> **Activity**
Report every line of the data that includes "uses".

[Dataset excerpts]
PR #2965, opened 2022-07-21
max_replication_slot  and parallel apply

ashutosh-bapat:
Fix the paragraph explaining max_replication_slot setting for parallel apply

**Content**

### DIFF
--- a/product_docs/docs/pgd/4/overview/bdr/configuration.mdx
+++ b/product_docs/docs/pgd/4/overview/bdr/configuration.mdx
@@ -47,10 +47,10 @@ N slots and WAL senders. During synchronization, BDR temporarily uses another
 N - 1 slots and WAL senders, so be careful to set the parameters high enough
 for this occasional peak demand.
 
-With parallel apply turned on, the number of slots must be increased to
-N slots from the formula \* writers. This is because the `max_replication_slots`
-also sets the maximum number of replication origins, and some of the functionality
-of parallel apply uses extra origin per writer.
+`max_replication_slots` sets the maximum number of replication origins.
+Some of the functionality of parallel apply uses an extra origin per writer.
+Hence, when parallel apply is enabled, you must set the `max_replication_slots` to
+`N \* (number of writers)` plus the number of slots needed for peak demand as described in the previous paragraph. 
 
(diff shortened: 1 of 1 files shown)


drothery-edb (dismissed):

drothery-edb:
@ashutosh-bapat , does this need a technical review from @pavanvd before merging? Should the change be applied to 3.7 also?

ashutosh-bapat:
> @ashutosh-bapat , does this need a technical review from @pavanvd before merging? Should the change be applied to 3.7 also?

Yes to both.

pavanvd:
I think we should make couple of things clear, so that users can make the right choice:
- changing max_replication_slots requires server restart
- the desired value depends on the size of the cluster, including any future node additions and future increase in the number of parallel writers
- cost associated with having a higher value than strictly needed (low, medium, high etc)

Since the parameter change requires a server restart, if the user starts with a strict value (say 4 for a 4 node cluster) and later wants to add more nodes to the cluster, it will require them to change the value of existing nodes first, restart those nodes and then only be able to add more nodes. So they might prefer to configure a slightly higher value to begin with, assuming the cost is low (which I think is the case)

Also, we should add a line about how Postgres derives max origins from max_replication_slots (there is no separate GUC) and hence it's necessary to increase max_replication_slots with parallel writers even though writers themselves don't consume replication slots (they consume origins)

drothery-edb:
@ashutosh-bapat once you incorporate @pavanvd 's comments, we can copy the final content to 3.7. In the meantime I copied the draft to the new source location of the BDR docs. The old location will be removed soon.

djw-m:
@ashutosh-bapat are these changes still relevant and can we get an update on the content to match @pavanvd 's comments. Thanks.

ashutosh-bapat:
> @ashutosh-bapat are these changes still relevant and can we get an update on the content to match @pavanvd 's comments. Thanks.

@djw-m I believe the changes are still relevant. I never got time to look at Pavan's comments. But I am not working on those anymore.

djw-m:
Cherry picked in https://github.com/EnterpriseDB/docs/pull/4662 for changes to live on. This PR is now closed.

> **The completed task**
@@ -47,10 +47,10 @@ N slots and WAL senders. During synchronization, BDR temporarily uses another
-of parallel apply uses extra origin per writer.
+Some of the functionality of parallel apply uses an extra origin per writer.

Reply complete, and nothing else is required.